Can It Be All So Simple – | Review Score – 3.5/5
Winter Warz – | Review Score – 4/5
All in Together Now – | Review Score – 4/5
All That I Got is You – | Review Score – 3.5/5
Cold World – | Review Score – 4.5/5
Impossible – | Review Score – 4/5
Box in Hand – | Review Score – 3.5/5
Labels – | Review Score – 3.5/5
I Declare War – | Review Score – 3.5/5
Assassination Day – | Review Score – 4.5/5
Since their arrival back in 1992, Wu-Tang Clan have become the prominent face of hip-hop music, boasting an incredible debut album in 1993, setting the group on a path to superstardom. Regarded by some critical outlets as the great hip-hop group on the planet, Wu-Tang: An American Saga is a celebration of the Wu-Tang Clan’s music as much as it is an origin story, depicting the rise to superstardom for Bobby, Dennis and the other founding members of the group.
Admittedly the story does begin a little haphazardly, introducing a whole smattering of characters and expecting the audience to pick up the pieces of who these men are along the way. The crux of drama early on revolves around Bobby and his brother Divine, with the former thrust unwillingly into the world of drugs following his brother’s arrest.
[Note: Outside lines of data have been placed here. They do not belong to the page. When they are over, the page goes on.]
PR #5414, opened 2024-01-17
fix(inc-602): check_clickhouse_connections should not check all clusters always

volokluev:


snuba/cli/migrations.py
```diff
@@ -30,7 +33,7 @@ def list() -> None:
     Lists migrations and their statuses
     """
     setup_logging()
-    check_clickhouse_connections()
+    check_clickhouse_connections(CLUSTERS)
```
evanh, line 36: Doesn't this also have to filter CLUSTERS based on readiness state?

volokluev: This command does not take readiness states as an rgument and is only really used locally which is why I didn't bother.

evanh (approved):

This poses a particular problem for Bobby, who finds himself split between his passion and dream of becoming a hip-hop artist with continuing the slippery slope so many other young men in his position take by entering the drug game.
The opening few episodes work well to set the foundation for what follows, as the main story progresses and shifts perspective between different supporting characters through the chapters. While this all feels like a stylistic gimmick on paper, seeing this come together during the final episode as the founding members meaningfully rap, puts into context the drama and ensuing conflicts that have led up until that point.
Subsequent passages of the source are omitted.